Collect every line below that contains the word "current".

☆ ☆ ☆ ☆ ☆ ☆ ☆

PR #675, opened 2023-10-25
Do not change global env

fxposter:

### Description
Do not change ENV variables of a current process. Instead pass relevant environment to the actual shell command being run.

this PR is built on top of #673

### DIFF
--- a/lib/git/base.rb
+++ b/lib/git/base.rb
@@ -69,8 +69,10 @@ module Git
       status = nil
 
       git_cmd = "#{Git::Base.config.binary_path} -c core.quotePath=true -c color.ui=false rev-parse --show-toplevel 2>&1"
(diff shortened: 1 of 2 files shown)


maths22:
Some version of this would be nice to have: the current global env version in practice means only one git operation can run at a time per process, which is rather inconvenient.  Unless I'm missing something, based on what was merged in  #673 I think this can be changed to just have "option 2" (capture2/popen2) and is then probably in a good state?

jcouball:
@maths22 

All methods I have tried did not work for one reason or another in JRuby on Windows.

I have released git-2.0.0-pre1 which I believe will address this issue in a different way. You can see PR #684 for details. This version still does not support JRuby for Windows, but I believe there is a path to victory there.

The API of this gem is unchanged. All the changes are below the hood.

jcouball:
Fixed in #684 and released in 2.0.0.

☆ ☆ ☆ ☆ ☆ ☆ ☆

### OUTPUT FOR THIS TASK
Do not change ENV variables of a current process. Instead pass relevant environment to the actual shell command being run.
Some version of this would be nice to have: the current global env version in practice means only one git operation can run at a time per process, which is rather inconvenient.  Unless I'm missing something, based on what was merged in  #673 I think this can be changed to just have "option 2" (capture2/popen2) and is then probably in a good state?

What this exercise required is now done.